Any pointers how I can successfully build with the supplied credentials will be greatly appreciated.
Check the permissions of the impersonation user.
After just setting the flag to false, <identity impersonate="false"/>, it also came to life for me.
However, once setting it back to true, it built fine, but when I loaded the site, I got:
The current identity (XN-DTDEV\Fusion)
does not have write access to
'C:\Windows\Microsoft.NET\Framework64\v4.0.30319\Temporary
ASP.NET Files'.
Now this machine is on a domain, and that user is local, which should have administrative privileges. When I checked back, it didn't. It looks like there is a policy re-setting the local administrators each reboot.
I realize there's already an accepted answer, but for anyone else coming to this page via a search on the error code....
Review the permissions of the user that you're trying to impersonate.
In my situation, I was only getting the error on my development machine, rather then on our staging or deployment servers. (For a while I got around this by removing the 'identity' node from config in my dev environment and just adding the line in post-build so it wasn't a problem anyone other than me..

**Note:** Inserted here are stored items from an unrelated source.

PR #241, opened 2018-04-18
Add OV SCMB configuration in the configuration file

### LINKED ISSUE #228: Fix SCMB connection issue
When using authentication_mode “conf” the service does not start anymore.

lhsvobodaj:
Move some OneView SCMB configurations to the Redfish service configuration file.

Closes #228


redfish.conf
```diff
@@ -15,6 +15,10 @@ api_version = 300
 userName = administrator
 password =
 
+[oneview_scmb]
+port = 5671
+socketTimeout = 5
```
danielreed: Why add the SCMB config to the conf file? Most likely these will never need to be changed and by allowing the user to change them it could break the connection to the SCMB.

danielreed: I don't think we want to let the user change it.  If they do we won't be able to connect to the OneView SCMB.  And I don't think HPE will ever change that port number.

In my environment we have a specific user that all our web apps impersonate when running. I had created the user account, but hadn't explicitly set its account permissions. When I added the user as an Adminstrator on my dev machine, this problem went away completely. (Not ideal, I know, but it "works for me", and has minimal harm since that user account is locked down on our 'real' servers anyways..)

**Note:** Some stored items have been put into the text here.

Issue #249, opened 2018-05-02
Redfish Events notification


adriane-cardozo:
Send events to Redfish subscribers

Issue #214, opened 2018-01-29
Subscribe to each EventType


ricardoas:
Once communication to HPE OneView SCMB is stablished, the service should subscribe to a topic corresponding to each alert type on OneView (mapping directly to an event type on Redfish.

ffdarkpenguin:
waiting for PR #205 and #208 to be merged

PR #254, opened 2018-05-14
Add support for Redfish EventService API

### LINKED ISSUE #201: How are HPE OneView event types structured?
How are events organized at HPE OneView resource model and how can they be mapped to [Redfish schema](https://redfish.dmtf.org/schemas/Event.v1_2_1.json)?

Check [python-hpOneView](https://github.com/HewlettPackard/python-hpOneView/tree/master/examples/scmb) example code to connect to SCMB and receive events.

### LINKED ISSUE #215: Add TestEvent Action
As oneview-redfish-toolkit user interested in using EventService, I am able to test my event callback server by submitting a POST request to "EventService/Actions/EventService.SubmitTestEvent" triggering a test event to all subscribed users.

lhsvobodaj:
Closes #201 #214 #215 #249

### DIFF
--- a/oneview_redfish_toolkit/api/event.py
+++ b/oneview_redfish_toolkit/api/event.py
@@ -1,6 +1,6 @@
 # -*- coding: utf-8 -*-
 
-# Copyright (2017) Hewlett Packard Enterprise Development LP
+# Copyright (2017-2018) Hewlett Packard Enterprise Development LP
 #
 # Licensed under the Apache License, Version 2.0 (the "License"); you may
 # not use this file except in compliance with the License. You may obtain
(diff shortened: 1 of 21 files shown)


oneview_redfish_toolkit/api/event.py
```diff
@@ -20,42 +20,79 @@
...
-        event["Severity"] = oneview_alert["resource"]["severity"]
-        event["EventTimestamp"] = oneview_alert["resource"]["created"]
-        self.redfish["Events"].append(event)
+        self.redfish["Events@odata.count"] = 1
+        self.redfish["Events"] = list()
+
+        if (category == "alerts"):
+            self.build_event_from_alert(oneview_message)
+        else:
+            self.build_event_from_task(oneview_message)
```
danielreed: Is the message here actually just a OneView resource and not necessarily a OneView Task?

oneview_redfish_toolkit/api/event.py
```diff
@@ -20,42 +20,79 @@
...
+        event_record = {}
+        event_record["EventTimestamp"] = oneview_alert["timestamp"]
+        event_record["EventType"] = "Alert"
+        event_record["MessageId"] = "Base.1.1.Success"
+        # TODO(svoboda) add link to Redfish resource
+        # event_record["OriginOfCondition"] = origin_of_condition
+
+        self.redfish["Events"].append(event_record)
+
+    def build_event_from_task(self, oneview_task):
```
danielreed: Is the message here really only a task or is it always a resource?

oneview_redfish_toolkit/blueprints/event_service.py
```diff
@@ -16,20 +16,54 @@
...
+        "category": "alerts",
+        "associatedResource": {
+            "resourceName": "0000A66101, bay 3",
+            "resourceUri": "/rest/server-hardware/"
+                           "30373737-3237-4D32-3230-313530314752"
+        }
+    }
+}
+
+ONEVIEW_TEST_TASK = {
```
danielreed: Maybe use resource in the name instead of task.

oneview_redfish_toolkit/util.py
```diff
@@ -408,3 +410,37 @@ def generate_certificate(dir_name, file_name, key_length, key_type="rsa"):
...
+            url = urlparse(subscription.redfish['Destination'])
+            connection = HTTPConnection(url.hostname, port=url.port)
+            json_str = event.serialize()
+
+            connection.request(
+                'POST',
+                url.path,
+                json_str,
+                {'Content-Type': 'application/json'})
+    except ConnectionError as e:
```
adriane-cardozo: We should add retries as specified in the config file.
[event_service]
DeliveryRetryAttempts = 3
DeliveryRetryIntervalSeconds = 30 

Thanks

oneview_redfish_toolkit/api/event.py
lhsvobodaj: At this point, we have an SCMB message, which can be an alert or a task. According to the OneView documentation, the JSON payload of each message from the SCMB contains a `resource` attribute, from which we can get the `category` field value and check whether it is a task or an alert message.

oneview_redfish_toolkit/api/event.py
lhsvobodaj: Here and at the `build_event_from_alert` function, the parameter is always an SCMB message. When it is a task message, we use values from the `resource` object to build the EventRecord. Otherwise, when it is an alert, values from the `associatedResource` are used.

oneview_redfish_toolkit/blueprints/event_service.py
lhsvobodaj: I am not sure whether resource is the best way to describe this variable. What do you think about using `alert` for SCMB messages containing alerts and use the term `message` for "regular" messages? We will end up having something like ONEVIEW_TEST_ALERT and ONEVIEW_TEST_MESSAGE. Any better idea?

oneview_redfish_toolkit/util.py
lhsvobodaj: Done! Please, check the file `event_dispatcher.py`

oneview_redfish_toolkit/api/service_root.py
```diff
@@ -56,9 +56,9 @@ def __init__(self, oneview_uuid):
         self.redfish["CompositionService"] = collections.OrderedDict()
         self.redfish["CompositionService"]["@odata.id"] = \
             "/redfish/v1/CompositionService"
-        # self.redfish["EventService"] = collections.OrderedDict()
-        # self.redfish["EventService"]["@odata.id"] = \
-        # "/redfish/v1/EventService"
+        self.redfish["EventService"] = collections.OrderedDict()
```
adriane-cardozo: Just realized that, if authentication mode is set to "conf", we should not add "EventService" endpoint, since it is not supported now.

lhsvobodaj: You mean, we should only include the EventService API when the authentication mode is set to `conf`, right? I will fix this by adding a test before registering the EventService blueprint in the `app.py`, ok?

adriane-cardozo: Yes, both changes.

after changing permissions on "Temporary ASP.NET Files" you need to delete its contents and allow the new files to inherit the new security permissions
If any of the solutions mentioned before didn't work, and you're using impersonation.
The answer is to give permission for the user that you're impersonating access to the following folders :
C:\Windows\Microsoft.NET\Framework[v4.0.30319 or the version that you're using]\Temporary ASP.NET Files
Your site directory.
also you might need to create folder as the following :
C:\Windows\Microsoft.NET\Framework\[v4.0.30319 or the version that you're using]\Temporary ASP.NET Files\[Application-Name-Goes-Here]
But try the previous first, it worked for me.
Those two changes for granting the impersonated user permission to be able to save the temp data, and pull the dll files, and any needed files from the directories
Thanks for the reply mattdwen - unfortunately your suggestion never worked (the 'Temporary ASP.NET Files' folder permissions were correct) but did provide the hint that lead to me (HACK) resolving the problem. After reading your answer I tried the following which led me in a different direction:
(1) I successfully rebuilt the solution 3 times using <impersonate="true"/>, <identity impersonate="false"/> and <identity impersonate="true" userName="DOMAIN\different-user" password="password"/> (here "different-user" is a local admin).
(2) I then amended the web.config back to the original <identity impersonate="true" userName="DOMAIN\user" password="password"/> and ONLY rebuilt the ASP.NET website project - success.
This has led me to conclude (strongly hinted at by the original error message) that VS when rebuilding the solution is unable (for as yet unknown reason) to build one of the Class Libraries or its dependencies with <identity impersonate="true" userName="DOMAIN\user" password="password"/> in the ASP.NET website project.
The Class Library in question has a number of references to 3rd party components, Office interops, etc. which for now would be too time consuming to attempt to eliminate one by one and discover the real underlying reason.
Therefore, I have temporarily implemented the hack (cringe) to add the original user to local admins.